#### EXERCISE REQUIREMENTS
Scan the listing beneath this sentence. Report each line with the word "again".

#### TASK MATERIAL
--- --- ---
PR #1022, opened 2019-01-02
[camera] Add serial dispatch_queue for camera plugin to avoid blocking the UI

cvolzke4:
See https://github.com/flutter/flutter/issues/25959 for more information.

PR #4140, opened 2021-07-07
[camera] Run iOS methods on UI thread by default

renefloor:
In flutter/flutter#25959 we found that not everything in the iOS camera implementation should be run on the UI thread, as that blocks the app UI. The solution was to run everything on a different thread.

In flutter/flutter#52578 we found that we should not run everything on a different thread, because for example sending the result should be done on the UI thread.

In PR #1022 it is decided that things should run on UI thread by default and exceptions are made for heavy operations.

In flutter/flutter#25959 the author stated that "it's recommended that AVCaptureSession operations be called on a dedicated serial DispatchQueue". That means that `initWithCameraName`, `start` and `stop` need to be run on a different thread, but I'm not sure if these are the only ones blocking the UI.

## Pre-launch Checklist

- [X] I signed the [CLA].

### DIFF
--- a/packages/camera/camera/ios/Classes/CameraPlugin.m
+++ b/packages/camera/camera/ios/Classes/CameraPlugin.m
@@ -1315,13 +1315,6 @@ NSString *const errorMethod = @"error";
     _dispatchQueue = dispatch_queue_create("io.flutter.camera.dispatchqueue", NULL);
   }
 
-  // Invoke the plugin on another dispatch queue to avoid blocking the UI.
-  dispatch_async(_dispatchQueue, ^{
-    [self handleMethodCallAsync:call result:result];
-  });
-}
-
-- (void)handleMethodCallAsync:(FlutterMethodCall *)call result:(FlutterResult)result {
   if ([@"availableCameras" isEqualToString:call.method]) {
     if (@available(iOS 10.0, *)) {
       AVCaptureDeviceDiscoverySession *discoverySession = [AVCaptureDeviceDiscoverySession
@@ -1358,27 +1351,30 @@ NSString *const errorMethod = @"error";
     NSString *cameraName = call.arguments[@"cameraName"];
     NSString *resolutionPreset = call.arguments[@"resolutionPreset"];
     NSNumber *enableAudio = call.arguments[@"enableAudio"];
-    NSError *error;
-    FLTCam *cam = [[FLTCam alloc] initWithCameraName:cameraName
-                                    resolutionPreset:resolutionPreset
-                                         enableAudio:[enableAudio boolValue]
-                                         orientation:[[UIDevice currentDevice] orientation]
-                                       dispatchQueue:_dispatchQueue
-                                               error:&error];
+    dispatch_async(_dispatchQueue, ^{
+      NSError *error;
+      FLTCam *cam = [[FLTCam alloc] initWithCameraName:cameraName
+                                      resolutionPreset:resolutionPreset
+                                           enableAudio:[enableAudio boolValue]
+                                           orientation:[[UIDevice currentDevice] orientation]
+                                         dispatchQueue:self->_dispatchQueue
+                                                 error:&error];
+      dispatch_async(dispatch_get_main_queue(), ^{
+        if (error) {
+          result(getFlutterError(error));
+        } else {
+          if (self->_camera) {
+            [self->_camera close];
+          }
+          int64_t textureId = [self->_registry registerTexture:cam];
+          self->_camera = cam;
 
-    if (error) {
-      result(getFlutterError(error));
-    } else {
-      if (_camera) {
-        [_camera close];
-      }
-      int64_t textureId = [_registry registerTexture:cam];
-      _camera = cam;
-
-      result(@{
-        @"cameraId" : @(textureId),
+          result(@{
+            @"cameraId" : @(textureId),
+          });
+        }
       });
-    }
+    });
   } else if ([@"startImageStream" isEqualToString:call.method]) {
     [_camera startImageStreamWithMessenger:_messenger];
     result(nil);


packages/camera/camera/ios/Classes/CameraPlugin.m
```diff
@@ -363,6 +358,7 @@ - (instancetype)initWithCameraName:(NSString *)cameraName
     _resolutionPreset = getResolutionPresetForString(resolutionPreset);
   } @catch (NSError *e) {
     *error = e;
+    return nil;
   }
```
renefloor, line 362: @mvanbeusekom and @stuartmorgan If this doesn't return nil setting the error is useless. I assume this doesn't give real-life issues as the resolutionPreset is always set to something valid. Can I just include the return in this PR or should I make a separate issue and PR for it?

packages/camera/camera/example/ios/RunnerTests/CameraMethodChannelTests.m
```diff
@@ -0,0 +1,101 @@
+// Copyright 2013 The Flutter Authors. All rights reserved.
+// Use of this source code is governed by a BSD-style license that can be
+// found in the LICENSE file.
+
+@import camera;
+@import XCTest;
+@import AVFoundation;
+#import <OCMock/OCMock.h>
+
+@interface FLTThreadSafeFlutterResult : NSObject
```
mvanbeusekom, line 10: To fix the build, try to make this an extension interface, like so (similar to how it is defined in the `FLTThreadSafeFlutterResult.m` file):
```suggestion
@interface FLTThreadSafeFlutterResult ()
```

packages/camera/camera/ios/Classes/FLTThreadSafeFlutterResult.h
```diff
@@ -0,0 +1,46 @@
+// Copyright 2013 The Flutter Authors. All rights reserved.
+// Use of this source code is governed by a BSD-style license that can be
+// found in the LICENSE file.
+
+#import <Flutter/Flutter.h>
+
+/**
+ Wrapper object that always delivers the result on the main thread.
```
stuartmorgan, line 8: "Wrapper for FlutterResult that always [...]"

packages/camera/camera/ios/Classes/FLTThreadSafeFlutterResult.h
```diff
@@ -0,0 +1,46 @@
...
+ */
+@interface FLTThreadSafeFlutterResult : NSObject
+
+/**
+ Initialize with a FlutterResult object.
```
stuartmorgan, line 13: Initializes

(per Google style)

stuartmorgan, line 13: For all comments, Google style is generally:
```
/**
 * Comments here.
 */
```
for C-style comments (with a `*` on every line)

packages/camera/camera/ios/Classes/FLTThreadSafeFlutterResult.h
```diff
@@ -0,0 +1,46 @@
...
+ @param result The FlutterResult object that the result will be given to.
+ */
+- (id _Nonnull)initWithResult:(FlutterResult _Nonnull)result;
```
stuartmorgan, line 16: Prefer `nonnull` and `nullable` whenever possible (which should be everywhere in this file)

packages/camera/camera/ios/Classes/FLTThreadSafeFlutterResult.h
```diff
@@ -0,0 +1,46 @@
...
+
+/**
+ Send a successful result without any data.
```
stuartmorgan, line 19: Sends

packages/camera/camera/ios/Classes/FLTThreadSafeFlutterResult.h
```diff
@@ -0,0 +1,46 @@
...
+ */
+- (void)success;
+
+/**
+ Send a successful result with data.
```
stuartmorgan, line 24: Sends

packages/camera/camera/ios/Classes/FLTThreadSafeFlutterResult.h
```diff
@@ -0,0 +1,46 @@
...
+ @param data Result data that is send to the Flutter Dart side.
+ */
+- (void)successWithData:(id _Nonnull)data;
+
+/**
+ Send an error as result
```
stuartmorgan, line 30: Sends

packages/camera/camera/ios/Classes/FLTThreadSafeFlutterResult.h
```diff
@@ -0,0 +1,46 @@
...
+ @param error Error that will be send as FlutterError.
+ */
+- (void)error:(NSError* _Nonnull)error;
+
+/**
+ Send a FlutterError as result.
```
stuartmorgan, line 36: Sends

packages/camera/camera/ios/Classes/FLTThreadSafeFlutterResult.h
stuartmorgan, line 30: s/error/NSError/

packages/camera/camera/ios/Classes/FLTThreadSafeFlutterResult.h
```diff
@@ -0,0 +1,46 @@
...
+ */
+- (void)errorWithCode:(NSString* _Nonnull)code
+              message:(NSString* _Nullable)message
+              details:(id _Nullable)details;
+
+/**
+ Send FlutterMethodNotImplemented as result.
```
stuartmorgan, line 43: Sends

packages/camera/camera/ios/Classes/FLTThreadSafeFlutterResult.h
```diff
@@ -0,0 +1,46 @@
...
+/**
+ Initialize with a FlutterResult object.
+ @param result The FlutterResult object that the result will be given to.
+ */
+- (id _Nonnull)initWithResult:(FlutterResult _Nonnull)result;
+
+/**
+ Send a successful result without any data.
+ */
+- (void)success;
```
stuartmorgan, line 21: These should all be verbs, so `sendSuccess`, etc.

packages/camera/camera/ios/Classes/FLTThreadSafeFlutterResult.m
```diff
@@ -0,0 +1,59 @@
...
+              details:(id _Nullable)details {
+  FlutterError* flutterError = [FlutterError errorWithCode:code message:message details:details];
+  [self send:flutterError];
+}
+
+- (void)notImplemented {
+  [self send:FlutterMethodNotImplemented];
+}
+
+- (void)send:(id _Nullable)result {
```
stuartmorgan, line 49: Needs a declaration comment here since it's not previously declared. All methods need comments, per style guide.

packages/camera/camera/example/ios/RunnerTests/CameraMethodChannelTests.m
```diff
@@ -0,0 +1,101 @@
...
+  OCMStub([avCaptureSessionMock canSetSessionPreset:[OCMArg any]]).andReturn(YES);
+
+  _resultObject =
+      [[MockFLTThreadSafeFlutterResult alloc] initWithNotificationCenter:_notificationCenter];
+}
+
+- (void)tearDown {
+  // Put teardown code here. This method is called after the invocation of each test method in the
+  // class.
+}
```
stuartmorgan, line 71: Don't leave boilerplate in the test file.

packages/camera/camera/example/ios/RunnerTests/CameraMethodChannelTests.m
```diff
@@ -0,0 +1,101 @@
...
+
+- (void)testCreate_ShouldCallResultOnMainThread {
+  // Setup method call
```
stuartmorgan, line 74: Nit: // Set up method call.

packages/camera/camera/example/ios/RunnerTests/CameraMethodChannelTests.m
```diff
@@ -0,0 +1,101 @@
...
+@import camera;
+@import XCTest;
+@import AVFoundation;
+#import <OCMock/OCMock.h>
+
+@interface FLTThreadSafeFlutterResult ()
+@property(readonly, nonatomic) FlutterResult flutterResult;
+@end
+
+@interface MockFLTThreadSafeFlutterResult : FLTThreadSafeFlutterResult
```
stuartmorgan, line 14: Needs a comment explaining its role.

packages/camera/camera/example/ios/RunnerTests/CameraMethodChannelTests.m
```diff
@@ -0,0 +1,101 @@
...
+@property(nonatomic, nullable) id receivedResult;
+@end
+
+@implementation MockFLTThreadSafeFlutterResult
+/**
+ Initialize with a notification center.
+ */
+- (id)initWithNotificationCenter:(NSNotificationCenter *)notificationCenter {
+  self = [super init];
+  _notificationCenter = notificationCenter;
```
stuartmorgan, line 25: I'm confused about the use of the notification center. Why not just have the mock have a public `expectation` property that it fulfills when any result is called, and that tests can wait on?

packages/camera/camera/example/ios/RunnerTests/CameraMethodChannelTests.m
```diff
@@ -0,0 +1,101 @@
...
+  return self;
+}
+
+/**
+ Called when result is successful. Sends "successWithData" to the notification center.
+ */
+- (void)successWithData:(id)data {
```
stuartmorgan, line 32: Shouldn't there be a thread assertion in this code?

packages/camera/camera/ios/Classes/FLTThreadSafeFlutterResult.h
```diff
@@ -0,0 +1,46 @@
...
+ */
+- (void)errorWithCode:(NSString* _Nonnull)code
+              message:(NSString* _Nullable)message
+              details:(id _Nullable)details;
+
+/**
+ Send FlutterMethodNotImplemented as result.
+ */
+- (void)notImplemented;
+@end
```
stuartmorgan, line 46: Please unit tests this class.

packages/camera/camera/example/ios/RunnerTests/CameraMethodChannelTests.m
```diff
@@ -0,0 +1,101 @@
...
+  XCTNSNotificationExpectation *notificationExpectation =
+      [[XCTNSNotificationExpectation alloc] initWithName:@"successWithData"
+                                                  object:nil
+                                      notificationCenter:_notificationCenter];
+
+  FlutterMethodCall *call = [FlutterMethodCall
+      methodCallWithMethodName:@"create"
+                     arguments:@{@"resolutionPreset" : @"medium", @"enableAudio" : @(1)}];
+
+  // Call handleMethodCall
```
stuartmorgan, line 84: Don't add comments that describe basic language mechanics.

packages/camera/camera/example/ios/RunnerTests/CameraMethodChannelTests.m
```diff
@@ -0,0 +1,101 @@
...
+  [_camera handleMethodCallWithThreadSafeResult:call result:_resultObject];
+
+  // Don't expect a result yet
+  XCTAssertNil(_resultObject.receivedResult);
```
stuartmorgan, line 88: It's not clear to me why this is an assertion. Why would it be an error if the plugin were to respond synchronously?

stuartmorgan (changes requested):

packages/camera/camera/example/ios/RunnerTests/CameraMethodChannelTests.m
renefloor: The create call does some heavy work which should not be on the UI thread, so if this responds synchronously that means the calls on the background thread are now done on the main thread, or that the function completes before the calls on the background thread are completed.

stuartmorgan: What if it's done on the background thread but the background thread work completes before the main thread is scheduled again to run this assert?

renefloor: Didn't expect that could happen, doesn't this run synchronously? If that can happen I'll remove the assert.

stuartmorgan: Hm, I guess even if the background thread work completes, the part that was kicked back to the main thread won't have been run yet. So it's fine to leave, as long as you add a comment explaining why you're asserting that it *can't* have finished, since that's unusual (usually callbacks can happen at any time, including synchronously).

packages/camera/camera/ios/Classes/CameraPlugin.m
renefloor: Chose to exclude it from this PR

packages/camera/camera/ios/Classes/FLTThreadSafeFlutterResult.h
renefloor: What do you mean?
"Sends an NSError as result" Or "Sends s/error/NSError/"?

packages/camera/camera/example/ios/RunnerTests/CameraMethodChannelTests.m
renefloor: Can you have a look at my added comment?

packages/camera/camera/example/ios/RunnerTests/CameraMethodChannelTests.m
renefloor: You are right, the notification center is not needed.

packages/camera/camera/example/ios/RunnerTests/CameraMethodChannelTests.m
renefloor: What do you mean with the thread assertion? That we verify that it is not the main thread?

renefloor:
@stuartmorgan I resolved most of your comments and asked for clarifications on the others. Can you have a look at this PR again?

packages/camera/camera/example/ios/RunnerTests/CameraMethodChannelTests.m
stuartmorgan: Looks good, thanks.

packages/camera/camera/example/ios/RunnerTests/CameraMethodChannelTests.m
stuartmorgan: I don't remember what I meant by having that comment in this location unfortunately; maybe I was forgetting the flow and thinking this was after the bounce back to the main thread.

However, the more general questions is still valid: the goal of this PR is to ensure that methods are getting callbacks on the main thread, so why isn't there any code in the test that calls into the camera handler with a result object controlled by the test, and actually asserts that the callback was on the main thread? Like this: https://github.com/flutter/plugins/blob/master/packages/local_auth/example/ios/RunnerTests/FLTLocalAuthPluginTests.m#L62-L64

It is not clear to me what in this test would deterministically fail without the fix from this PR.

renefloor: @stuartmorgan I have now added ThreadSafeFlutterResultTests that test that the result is always called on the main thread. These tests in CameraMethodChannelTests just verify that ThreadSafeFlutterResult is used, not how that is working.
--- --- ---
#### PROBLEM SOLUTION
stuartmorgan: What if it's done on the background thread but the background thread work completes before the main thread is scheduled again to run this assert?
@stuartmorgan I resolved most of your comments and asked for clarifications on the others. Can you have a look at this PR again?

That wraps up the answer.